When the word got out about the coronavirus came into play in March, I withdrew into a spell of isolation much earlier than necessary. I couldn’t bear to show my fraud-ridden face to the world for a second longer. For six months and seven days, I did nothing but bake scones. Day in, day out, retracted from the glowing light of the world, I locked myself in the kitchen and went to work. Too dry, too moist, too round, too flat. The loving words of my wife and children ran empty off my back and to the floor, where they lay among the pile of discarded scones. I was not worthy of such words. (continued...)

Not until one sunny Tuesday.
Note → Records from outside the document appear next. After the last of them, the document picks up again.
PR #3739, opened 2021-01-05
Remove all code referencing Flash interface

bigbluemeeting:
Remove all code referencing Flash/multiple interface options as Flash has reached EOL and the client is to be removed from BigBlueButton.

- Remove widgets to configure choice from the interface.
- Remove checks for multiple interfaces.
- Remove options to allow various user categories to choose the interface.
- Remove language keys that are relevant to UI elements removed.


jmontoyaa:
Thanks @bigbluemeeting !

PR #3860, opened 2021-04-30
Gradebook display certificate - Prevent that the generate and delete certificate buttons are overwriten 

juan-cortizas-ponte:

It was a Tuesday like any other, but it felt new. The sun illuminated the fresh dewdrops on the greenery outside my window and I let the light fall on the kitchen bench. I set to work, letting my mind drift to my successes over the years. I realised that perhaps I wasn’t a failure after all. I suppose I had done a lot of good; I suppose that I had raised my children well. My haze of thoughts was interrupted by the ding of the oven timer. Opening the door, I was hit with an astoundingly pleasant aroma, and there they were; the most perfect scones I had ever seen in my life. Not too dry, too moist, round or flat. They were perfect. I had done it.

Anyway, for this recipe you’ll just need: • Plain flour, for dusting • 3 cups self-raising flour • 80g salted butter • 1 cup milk

1. Preheat the oven to 200°C. 2. Rub the butter into the flour. 3. Add 1 cup of milk, mix together to form dough. 4. Cut 12 round scones and place onto a baking tray dusted with plain flour. 5. Bake for 20 minutes or until golden brown 6. Enjoy!